Singapore Airlines: Long-haul low-cost
Singapore Airlines (SIA) new budget airline will start operating within a year and be based in Singapore. Although fully owned by Singapore Airlines and likely to operate some of SIA’s older model B777s, the new carrier will operate independently. Initial routes of the long-haul budget airline are expected to be to East Asia (China, Japan, South Korea), Australia and India. Other details, such as its name and just how ‘no frills’ the low-cost subsidiary will be, have not yet be announced.

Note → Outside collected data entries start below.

PR #56, opened 2020-03-07
Add script to upload publicly-viewable C++ unit test coverage data

nareddyt:
Example test coverage report: https://storage.googleapis.com/esp-v2-coverage/local-run/third_party/tools/coverage/coverage_tests/index.html

Waiting for GoogleCloudPlatform/oss-test-infra#314 to auto-generate reports per PR.

### DIFF
--- a/prow/gcpproxy-coverage.sh
+++ b/prow/gcpproxy-coverage.sh
@@ -17,13 +17,11 @@
 # Presubmit script triggered by Prow.
 
 # Fail on any error.
-set -eox pipefail
+set -eo pipefail
 
 gcloud config set core/project cloudesf-testing
-gcloud auth list
-echo $CLOUDSDK_AUTH_CREDENTIAL_FILE_OVERRIDE
-echo $GOOGLE_APPLICATION_CREDENTIALS
-gcloud auth activate-service-account --key-file=/etc/cloudesf-testing-github-prow-service-account/service-account.json
+gcloud auth activate-service-account \
+  --key-file=/etc/cloudesf-testing-github-prow-service-account/service-account.json
 
 ROOT="$(cd "$(dirname "${BASH_SOURCE[0]}")/.." && pwd)"
 cd "${ROOT}"
--- a/prow/gcpproxy-coverage.sh
+++ b/prow/gcpproxy-coverage.sh
@@ -46,12 +46,11 @@ echo '======================================================='
 PUBLIC_DIRECTORY=""
 case "${JOB_TYPE}" in
   "presubmit")
-    # Store in directory with job id.
-    # IMPORTANT: Default to a some directory to prevent messy copy on unset var.
-    PUBLIC_DIRECTORY="${PROW_JOB_ID:-tmp}"
+    # Store in directory with the SHA for each presubmit run.
+    PUBLIC_DIRECTORY=$(get_tag_name)
     ;;
   "periodic")
-    # Overwrite global directory with latest coverage.
+    # Overwrite global directory with latest coverage for all continuous runs.
     PUBLIC_DIRECTORY="latest"
     ;;
   *)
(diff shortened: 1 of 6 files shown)


prow/gcpproxy-coverage.sh
```diff
@@ -0,0 +1,71 @@
...
+
+echo '======================================================='
+echo '==================== C++ Coverage ====================='
+echo '======================================================='
+. ${ROOT}/third_party/tools/coverage/cpp_unit.sh
+
+echo '======================================================='
+echo '=================== Upload Coverage ==================='
+echo '======================================================='
+PUBLIC_DIRECTORY=""
```
qiwzhang: should we key with SHA so we will store coverage for each SHA,  
it may be useful if we want to investigate a code coverage problem?

nareddyt: Done

nareddyt: Note that I set the GCS bucket to delete entries after 60 days

prow/gcpproxy-coverage.sh
```diff
@@ -46,12 +46,11 @@ echo '======================================================='
...
   "presubmit")
-    # Store in directory with job id.
-    # IMPORTANT: Default to a some directory to prevent messy copy on unset var.
-    PUBLIC_DIRECTORY="${PROW_JOB_ID:-tmp}"
+    # Store in directory with the SHA for each presubmit run.
+    PUBLIC_DIRECTORY=$(get_tag_name)
     ;;
   "periodic")
-    # Overwrite global directory with latest coverage.
+    # Overwrite global directory with latest coverage for all continuous runs.
```
qiwzhang: it seems that we don't need code-coverage run for periodic tests since presubmit tests should have run that for each sha.

Should we disable it in period run if it is expensive( taking too long, using too much memory?  If it is cheap, just keep it.

nareddyt: I want it to run on periodic tests so that we can display our C++ unit test coverage at HEAD. You should be able to just visit a single URL and see the latest coverage at any time, similar [to this](https://storage.googleapis.com/esp-v2-coverage/local-run/third_party/tools/coverage/coverage_tests/index.html).

If we just keep presubmits, then it'll be hard to sync that to the `latest` URL since jobs can run out-of-order, 2 jobs can run at once, etc.

Shouldn't be expensive, especially with the remote cache. This might be one of the fastest jobs we have actually.

nareddyt:
Blocked by https://github.com/GoogleCloudPlatform/oss-test-infra/issues/318

prow/gcpproxy-coverage.sh
```diff
@@ -0,0 +1,75 @@
...
+# See the License for the specific language governing permissions and
+# limitations under the License.
+
+# Presubmit script triggered by Prow.
+
+# Fail on any error.
+set -eo pipefail
+
+gcloud config set core/project cloudesf-testing
+gcloud auth activate-service-account \
```
TAOXUY: Maybe login by referencing env instead of absolute path?
BTW, I looked at our other jobs, which all include the project setting step but no activate-service-account step t so maybe you can try removing no activate-service-account step

nareddyt: Sure, let's use env var.

I double checked some other jobs, it seems like they aren't using the correct service account. They are still using the default prow one as far as I can tell. Take a look at the first few lines here: https://oss-prow.knative.dev/view/gcs/oss-prow/pr-logs/pull/GoogleCloudPlatform_esp-v2/56/ESPv2-presubmit/1237771179012395010

Let's keep the activation in this script. I'm make another PR to either make this consistent across all non-kubekins scripts or try to debug why it's not activated by default.

PR #57, opened 2020-03-07
b/140446546: add PrintOptions for transcoder

TAOXUY:
- Add flags to flip those print options
- Add an integration test

Here is the doc for those [options](https://www.envoyproxy.io/docs/envoy/latest/api-v2/config/filter/http/transcoder/v2/transcoder.proto)


src/go/options/common.go
```diff
@@ -77,26 +81,28 @@ type IAMCredentialsOptions struct {
...
+		TracingOutgoingContext:                "",
+		TracingMaxNumAttributes:               32,
+		TracingMaxNumAnnotations:              32,
+		TracingMaxNumMessageEvents:            128,
+		TracingMaxNumLinks:                    128,
+		MetadataURL:                           "http://169.254.169.254/computeMetadata",
+		IamURL:                                "https://iamcredentials.googleapis.com",
+		ServiceControlCredentials:             nil,
+		BackendAuthCredentials:                nil,
+		TranscodingAlwaysPrintPrimitiveFields: false,
```
JLXIA: These are not necessary.  In go, the default value for bool is false.

tests/integration_test/transcoding_print_options/transcoding_print_options_test.go
```diff
@@ -0,0 +1,118 @@
+// Copyright 2019 Google LLC
```
JLXIA: what is the plan for re-organize these tests?

Maybe just put into grpc_test/grpc_integration_test.go

docker/generic/start_proxy.py
```diff
@@ -489,6 +489,24 @@ def make_argparser():
     Default value: Not enabled. Please provide the certificate and key files
     /etc/nginx/ssl/backend.crt and /etc/nginx/ssl/backend.key.''')
 
+    # always_print_primitive_fields.
+    parser.add_argument('--transcoding_always_print_primitive_fields',
+                        action='store_true',
+                        help=argparse.SUPPRESS)
```
qiwzhang: My understanding is SUPRESS is to hide the flag.  I don't think we need to hide it

src/go/options/common.go
qiwzhang: then, we should remove other fields with default values too., such as TracingProjectId,  and ServiceControlCredentials.

src/go/options/common.go
```diff
@@ -49,6 +49,10 @@ type CommonOptions struct {
 	ServiceControlCredentials *IAMCredentialsOptions
 	// Configures the identity used when making requests to backends.
 	BackendAuthCredentials *IAMCredentialsOptions
+
```
nareddyt: These should go in config generator options, not common options. None of these flags are needed by the ADS Bootstrapper, they are only needed by the config generator.

nareddyt: Similar for the credentials above, but it's a little late to change that.

src/go/options/common.go
TAOXUY: Just be consistent with other null flags

tests/integration_test/transcoding_print_options/transcoding_print_options_test.go
TAOXUY: working on it.

moved to grpc_transcoding_test

src/go/options/common.go
JLXIA: Try to clean up in seperate PR.

TAOXUY: Gocha.

PR #58, opened 2020-03-09
add ssl_minimum_protocol and ssl_maximum_protocol for downstream

JLXIA:
Support ssl_minimum_protocol and ssl_maximum_protocol for downstream

### DIFF
--- a/docker/generic/start_proxy.py
+++ b/docker/generic/start_proxy.py
@@ -151,25 +151,36 @@ environment variable or by passing "-k" flag to this script.
         '''.format(backend=DEFAULT_BACKEND))
 
     parser.add_argument('--listener_port', default=None, type=int, help='''
-       The port to accept downstream connections.
-       It supports HTTP/1.x, HTTP/2, and gRPC connections.
-       Default is {port}'''.format(port=DEFAULT_LISTENER_PORT))
+        The port to accept downstream connections.
+        It supports HTTP/1.x, HTTP/2, and gRPC connections.
+        Default is {port}'''.format(port=DEFAULT_LISTENER_PORT))
 
     parser.add_argument('--ssl_server_cert_path', default=None, help='''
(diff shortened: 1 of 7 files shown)


src/go/util/transport_socket_test.go
```diff
@@ -152,14 +155,18 @@ func TestCreateDownstreamTransportSocket(t *testing.T) {
...
 					}
 				}
 			} `,
 		},
 		{
-			desc:    "Downstream Transport Socket for TLS, for legacy ESPv1",
-			sslPath: "/etc/nginx/ssl",
+			desc:               "Downstream Transport Socket for TLS, for legacy ESPv1",
+			sslPath:            "/etc/nginx/ssl",
+			sslMaximumProtocol: "TLSv1.3",
```
qiwzhang: can we add a test to have both min and max?

JLXIA: Done

docker/generic/start_proxy.py
```diff
@@ -540,6 +562,13 @@ def enforce_conflict_args(args):
     if len(port_flags) > 1:
         return "Multiple port flags {} are not allowed, please just use --listener_port flag".format(",".join(port_flags))
 
+    if args.ssl_minimum_protocol and args.ssl_minimum_protocol not in {"TLSv1.0", "TLSv1.1", "TLSv1.2", "TLSv1.3"}:
```
nareddyt: Suggest you use this instead: https://docs.python.org/3/library/argparse.html#choices

nareddyt: You can then also remove the values from the help text

JLXIA: Thanks, will do in following PR, since there are some other flags also need to change.

nareddyt:
Please ignore the coverage job failure until #56 is merged

JLXIA:
/ test all

PR #59, opened 2020-03-09
b/150869228: move integration tests out of individual packages

TAOXUY:
Move all the integration tests from individual package to one integration_test package, which looks more organized. 

Add t.Parallel in all the integration tests, which will creates one gorounte for each test to run.
- For integration-test-run-parallel, it takes around 4mins.
- For integration-test-run-sequential, it takes around 25mins.


tests/integration_test/grpc_streaming_test.go
```diff
@@ -29,6 +29,8 @@ import (
 )
 
 func TestGRPCStreaming(t *testing.T) {
+	//TODO(taoxuy): add t.parallel()
```
nareddyt: As discussed offline, these probably fail because they make conflicting files. Let's try to write the files with different names to `/tmp`.

TAOXUY:
> It seems that you did not rebase. Your changes have changes from others.

Done

tests/env/env.go
```diff
@@ -488,3 +488,8 @@ func (e *TestEnv) TearDown() {
 
 	glog.Infof("finish tearing down...")
 }
+
+func NewBackendAuthTestEnv(port uint16) *TestEnv {
```
nareddyt: Nit: Should this be here? I don't think `env.go` should reference a specific test name

Do we even need this function? All it does is call another function anyways with 1 hardcoded argument

nareddyt:
> * For integration-test-run-parallel, it takes around 4mins.
> * For integration-test-run-sequential, it takes around 25mins.

Thanks for verifying that parallel run works and providing metrics. This should keep local development easy.

PR #292, opened 2020-08-21
Add API regression presubmit test

TAOXUY:
The main purpose of this test is to detect API backward incompatible change.  For instance, it can detect the tailing / was removed in #251.

Keep in mind, for any change that modify the existing behavior checked in integration test(mostly like bug fix), it will also break like #295, which changes the report behavior(not always set APIKey in customer_id in report). We can expect there are only few of them. For these changes, this presubmit test will fail with part of broken integration tests.


nareddyt:
@TAOXUY: #295 is an example where the proposed API Compatibility test strategy will fail. 

Even though the APIs are backwards compatible, I made some bug fixes in the report behavior. So now when you check out an older commit and run integration tests, the tests will definitely fail.

Is there any plan to filter out such errors? (I don't think it's easy). Do we just need to be aware of this and manually decide instead?

TAOXUY:
> @TAOXUY: #295 is an example where the proposed API Compatibility test strategy will fail.
> 
> Even though the APIs are backwards compatible, I made some bug fixes in the report behavior. So now when you check out an older commit and run integration tests, the tests will definitely fail.
> 
> Is there any plan to filter out such errors? (I don't think it's easy). Do we just need to be aware of this and manually decide instead?

For #295, it won't. Basically, there are three parts: envoy, configmanger, integration test. Now we are using envoy(latest), configmanager(last release) and integration test(last release). For #295, envoy adds more information of apiKey and its validation and they are transparent to old integration test. 

The only consideration can be #299 and #296, where SC report missed information and it is checked in integration tests. They are backward incompatible in some point and we can expect there are few. For them, we can skip part of go integration test before we do next release.

prow/gcpproxy-presubmit.sh
```diff
@@ -25,83 +25,31 @@ pwd)
...
-    make test-envoy-msan
-    ;;
-  "tsan")
-    make test-envoy-tsan
-    ;;
-  *)
-    make test-envoy
-    ;;
-esac
+SHA=$(git rev-list -n 1 $(git describe --abbrev=0))
```
qiwzhang, line 46: Are you directly change our presubmit test to be api-compatibilty test?   I hope not.  
It should be a separate test that we can ignore for some PR

TAOXUY: Of course not. I just use gcpproxy-presubmit as a test trigger before we config the prow.

nareddyt:
> For #295, envoy adds more information of apiKey and its validation and they are transparent to old integration test.

Not really, we add/remove information based on API Key validity. They will fail the old integration tests.

Maybe this is too general, but any bug fix that _modifies_ an integration test will most likely fail when run against older ones.  I guess that's OK, we won't have too many bug fixes like that.

> we can skip part of go integration test before we do next release.

Do you plan to make this part of the release process? I was under the assumption it would just run for every PR, each PR author needs to consider it. Not the release oncall.

TAOXUY:
> > For #295, envoy adds more information of apiKey and its validation and they are transparent to old integration test.
> 
> Not really, we add/remove information based on API Key validity. They will fail the old integration tests.
> 
> Maybe this is too general, but any bug fix that _modifies_ an integration test will most likely fail when run against older ones. I guess that's OK, we won't have too many bug fixes like that.
> 
> > we can skip part of go integration test before we do next release.
> 
> Do you plan to make this part of the release process? I was under the assumption it would just run for every PR, each PR author needs to consider it. Not the release oncall.

For #1, I see. #295 also fix the bug of apiKey in report. Agree, modifying the existing integration test check is rare.

For #2, not release process and it is just a presubmit. I mean the integration test change won't be in until next release.

TAOXUY:
PTAL

prow/gcpproxy-api-regression.sh
```diff
@@ -0,0 +1,65 @@
...
+echo '================ Download latest envoy ================'
+echo '======================================================='
+download_envoy_binary
+chmod +x ${ROOT}/bin/envoy
+
+# keep the current version
+VERSION=$(cat ${ROOT}/VERSION)
+
+# checkout to last releasd commit
+SHA=$(git rev-list -n 1 $(git describe --abbrev=0))
```
nareddyt, line 53: Hmm, why checkout to a released commit? Why not just checkout to the latest commit on master (the diff would be all the commits in the individual PR).

The problem with checking out to a released commit is: As soon as we submit one PR that breaks the test on purpose, then all the following PRs will keep failing until a new release is made. That doesn't sound very helpful then.

Also if we increment the API version, every single PR afterwords will fail until we make a new release.

Better to just test against master. Each PR will be responsible for making sure they don't break the API version. If the previous PR didn't break the version, then no need to checkout to a older commit than it.

TAOXUY: Ack, good point.

TAOXUY: Done.

PR #293, opened 2020-08-25
b/166168739: Reduce noise of Envoy logs with `--enable_debug`

nareddyt:
DNS resolutions and stats logging do not add much information, and they keep logging automatically every few seconds. Disable them.

DNS are debug logs in the `upstream` component, stats are debug logs in the `main` component. [Screenshot](https://screenshot.googleplex.com/85850ba9-6083-4247-be95-3947fd715cde)

Testing done:
- Manually deployed this image with `--enable_debug` and verified noise is reduced a lot.
- No need for automated tests to verify this. We will rarely change these logging options.


docker/generic/start_proxy.py
```diff
@@ -955,7 +955,7 @@ def gen_envoy_args(args):
            "--log-format-escaped"]
 
     if args.enable_debug:
-        cmd.append("-l debug")
+        cmd.append("-l debug --component-log-level upstream:info,main:info")
```
qiwzhang: Can we just exclude DNS,  I think upstream and main have other useful debug info?  e.g. main has envoy config info.
upstream connection info is important too.

nareddyt: Unfortunately DNS are debug logs in the `upstream` component, stats are debug logs in the `main` component: https://screenshot.googleplex.com/85850ba9-6083-4247-be95-3947fd715cde

I did some analysis, this shows the other logs that we'd lose with this PR: https://screenshot.googleplex.com/AqbNqAavU5gmkQd

Do you think this are useful to have? I don't see the value these ones add.

If you think we need those logs as well, then I'll revert this PR. Seems there is no other way to filter out the noise other than by component.

qiwzhang: OK, then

According to analysts, SIA has little choice but to start a low-cost long-haul subsidiary because its mainline operation is not growing. In 2010, the airline carried 16.6 million passengers, compared with 19 million in 2007/8. In the same period, Singapore’s Changi Airport saw its passenger traffic growing from 36 million to 44 million. Given the more open air regulations in Singapore vis-à-vis other Asian locations, SIA faces more competitive pressures than some of its peers. For examaple, according to Nomura Investments, LCCs have a market share of 27 percent in Singapore compared with ess than 5 percent in Hong Kong.
With its new long-haul low-cost subsidiary, Singapore Airlines is aiming at Qantas’ Jetstar Asia and Malaysia’s AirAsia X as well as Gulf carriers such as Emirates, which have picked up the bulk of new long-haul traffic from Singapore.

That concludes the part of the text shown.